◆ EXERCISE DETAILS
Scan the records below, and wherever a line has the word "HTTPSConnectionPool", pull it out.

◆ RECORDS SHOWN
PR #233, opened 2020-03-18
Updated address normalization to test for https first to fix #223

### LINKED ISSUE #223: HTTPs redirection issue when logging in
**Describe the bug**
When using a reverse proxy to redirect from http to https the user can't login with the server returning a 500 error, if the https is not specified by the user in the URL

**To Reproduce**
1. Attempt to login

**Expected behavior**
Successful Login

**Logs**
```
2020-03-06 23:56:59.516 T:139967855077120  NOTICE: JELLYFIN.jellyfin.api -> ERROR::jellyfin_kodi/jellyfin/api.py:425 Failed to login to server with status code: 500
2020-03-06 23:56:59.517 T:139967855077120  NOTICE: JELLYFIN.jellyfin.api -> ERROR::jellyfin_kodi/jellyfin/api.py:426 Server Response:
                                            Input string was not in a correct format.
```
 - OS: Ubuntu
 - Jellyfin Version: 10.4.3
 - Kodi Version: 18.5
 - Addon Version: development branch

TrueTechy:
Resolves #223 where the http->https redirect was causing the server to not respond properly. This changes the default to try HTTPS first, then if that is not available goes down to http

### DIFF
--- a/jellyfin_kodi/jellyfin/connection_manager.py
+++ b/jellyfin_kodi/jellyfin/connection_manager.py
@@ -134,6 +134,10 @@ class ConnectionManager(object):
 
         try:
             public_info = self.API.get_public_info(address)
+            if not public_info:
+                LOG.error("connectToAddress %s failed", address)
+                return { 'State': CONNECTION_STATE['Unavailable'] }
+
             LOG.info("connectToAddress %s succeeded", address)
             server = {
                 'address': address,
@@ -286,18 +290,18 @@ class ConnectionManager(object):
         # Attempt to correct bad input
         url = urllib3.util.parse_url(address.strip())
 
-        # Default to using https
+         # Default to using https
         url = url._replace(scheme='https')
-
+      
         # Test if server is reachable over https
         if self.API.get_public_info(url):
-            if url.scheme == 'https' and url.port == 443:
+            if url.port == 443:
                 url = url._replace(port=None)
         else:
             # Server didn't give an expected response over https
             # Try http instead
-            url._replace(scheme='http')
-            if url.scheme == 'http' and url.port == 80:
+            url = url._replace(scheme='http')
+            if url.port == 80:
                 url = url._replace(port=None)
 
         return url.url
--- a/jellyfin_kodi/jellyfin/connection_manager.py
+++ b/jellyfin_kodi/jellyfin/connection_manager.py
@@ -283,21 +283,22 @@ class ConnectionManager(object):
         return None
 
     def _normalize_address(self, address):
-        # TODO: Try HTTPS first, then HTTP if that fails.
-        if '://' not in address:
-            address = 'http://' + address
-
         # Attempt to correct bad input
         url = urllib3.util.parse_url(address.strip())
 
-        if url.scheme is None:
-            url = url._replace(scheme='http')
+        # Default to using https
+        url = url._replace(scheme='https')
 
-        if url.scheme == 'http' and url.port == 80:
-            url = url._replace(port=None)
-
-        if url.scheme == 'https' and url.port == 443:
-            url = url._replace(port=None)
+        # Test if server is reachable over https
+        if self.API.get_public_info(url):
+            if url.scheme == 'https' and url.port == 443:
+                url = url._replace(port=None)
+        else:
+            # Server didn't give an expected response over https
+            # Try http instead
+            url._replace(scheme='http')
+            if url.scheme == 'http' and url.port == 80:
+                url = url._replace(port=None)
 
         return url.url
 
--- a/jellyfin_kodi/jellyfin/connection_manager.py
+++ b/jellyfin_kodi/jellyfin/connection_manager.py
@@ -291,6 +291,7 @@ class ConnectionManager(object):
         url = urllib3.util.parse_url(address.strip())
 
          # Default to using https
+        LOG.info("Attempting HTTPS connection")
         url = url._replace(scheme='https')
       
         # Test if server is reachable over https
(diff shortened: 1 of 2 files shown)


jellyfin_kodi/jellyfin/connection_manager.py
```diff
@@ -283,21 +283,22 @@ def _convert_endpoint_address_to_manual_address(self, info):
...
-        if url.scheme == 'http' and url.port == 80:
-            url = url._replace(port=None)
+        # Default to using https
+        url = url._replace(scheme='https')
 
-        if url.scheme == 'https' and url.port == 443:
-            url = url._replace(port=None)
+        # Test if server is reachable over https
+        if self.API.get_public_info(url):
+            if url.scheme == 'https' and url.port == 443:
```
mcarlton00: Is the port stuff needed anymore?  Since it's just integrated with the URL field, it may not even need a check here

oddstr13: I mostly did it this way to avoid urls such as http://foo:80/asdf, there's no practical *need* for it, just a log readability concern

mcarlton00:
I don't think the fallback to http is working.  Particularly if you have a reverse proxy where some have ssl and some don't.  At least with nginx, it ends up defaulting to using a different certificate since the request came in over 443.

```
2020-03-19 17:21:02.736 T:140175862986496  NOTICE: JELLYFIN.jellyfin.api -> INFO::jellyfin_kodi/jellyfin/api.py:385 Sending get request to system/info/public
2020-03-19 17:21:02.752 T:140175862986496   ERROR: EXCEPTION Thrown (PythonToCppException) : -->Python callback/script returned the following error<--
                                            Error Type: <class 'requests.exceptions.SSLError'>
                                            Error Contents: HTTPSConnectionPool(host='jf-test.example.com', port=443): Max retries exceeded with url: /system/info/public (Caused by SSLError(CertificateError("hostname 'jf-test.example.com' doesn't match 'other-domain.example.com'",),))
                                              File "/home/matt/.kodi/addons/plugin.video.jellyfin/jellyfin_kodi/dialogs/servermanual.py", line 84, in onClick
                                                elif self._connect_to_server(server):
                                              File "/home/matt/.kodi/addons/plugin.video.jellyfin/jellyfin_kodi/dialogs/servermanual.py", line 121, in _connect_to_server
                                                result = self.connect_manager.connect_to_address(server)
                                              File "/home/matt/.kodi/addons/plugin.video.jellyfin/jellyfin_kodi/jellyfin/connection_manager.py", line 133, in connect_to_address
                                                address = self._normalize_address(address)
                                              File "/home/matt/.kodi/addons/plugin.video.jellyfin/jellyfin_kodi/jellyfin/connection_manager.py", line 293, in _normalize_address
                                                if self.API.get_public_info(url):
                                              File "/home/matt/.kodi/addons/plugin.video.jellyfin/jellyfin_kodi/jellyfin/api.py", line 432, in get_public_info
                                                response = self.send_request(server_address, "system/info/public")
                                              File "/home/matt/.kodi/addons/plugin.video.jellyfin/jellyfin_kodi/jellyfin/api.py", line 389, in send_request
                                                return request_method(url, **request_settings)
                                              File "/home/matt/.kodi/addons/script.module.requests/lib/requests/api.py", line 75, in get
                                                return request('get', url, params=params, **kwargs)
                                              File "/home/matt/.kodi/addons/script.module.requests/lib/requests/api.py", line 60, in request
                                                return session.request(method=method, url=url, **kwargs)
                                              File "/home/matt/.kodi/addons/script.module.requests/lib/requests/sessions.py", line 533, in request
                                                resp = self.send(prep, **send_kwargs)
                                              File "/home/matt/.kodi/addons/script.module.requests/lib/requests/sessions.py", line 646, in send
                                                r = adapter.send(request, **kwargs)
                                              File "/home/matt/.kodi/addons/script.module.requests/lib/requests/adapters.py", line 514, in send
                                                raise SSLError(e, request=request)
                                            SSLError: HTTPSConnectionPool(host='jf-test.example.com', port=443): Max retries exceeded with url: /system/info/public (Caused by SSLError(CertificateError("hostname 'jf-test.example.com' doesn't match 'other-domain.example.com'",),))
```

mcarlton00:
That fixes the error I saw.

I wonder if we should put an extra log message or two in.  Along the lines of "Attempting secure connection" and "Falling back to insecure http" otherwise users are likely to just see a connection error in the logs and send issues.  It's kinda like the libraries error that gets thrown up on a fresh install.  Thoughts?

mcarlton00:
Actually, I think I have a cleaner way.

https://github.com/jellyfin/jellyfin-kodi/blob/011186edd7c4193428f073b731dce29a39be40af/jellyfin_kodi/jellyfin/api.py#L431-L433

Instead of immediately returning the response here, we could do something involving the `response.history` to determine if a redirect happened.

```python
def get_public_info(self, server_address): 
     response = self.send_request(server_address, "system/info/public") 
    if response.history:
        if response.history[0].response_code == 301
            # make new request with https
    return response.json() if response.status_code == 200 else {}

```

We'll probably have to adjust the response so that the `url` object in connection_manager can be updated correctly as well

TrueTechy:
The addon would still store the address as https with this method though. Using the current implementation it changes the stored url. Also that won't catch the ssl errors we've seen

mcarlton00:
Yes, that's part of the "adjust the response so the `url` object could be updated" that I mentioned.  And it wouldn't need to catch the SSL error that I got earlier because it would never have tried https first.  Following the redirect history allows us to try http, then move to https if the redirect happens.

I don't like the idea of forcing https first and throwing errors.  We've been trying to get rid of the needless errors in the logs, plus it feels too much like using try/except for program flow.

◆ OUTPUT OF THE EXERCISE
                                            Error Contents: HTTPSConnectionPool(host='jf-test.example.com', port=443): Max retries exceeded with url: /system/info/public (Caused by SSLError(CertificateError("hostname 'jf-test.example.com' doesn't match 'other-domain.example.com'",),))
                                            SSLError: HTTPSConnectionPool(host='jf-test.example.com', port=443): Max retries exceeded with url: /system/info/public (Caused by SSLError(CertificateError("hostname 'jf-test.example.com' doesn't match 'other-domain.example.com'",),))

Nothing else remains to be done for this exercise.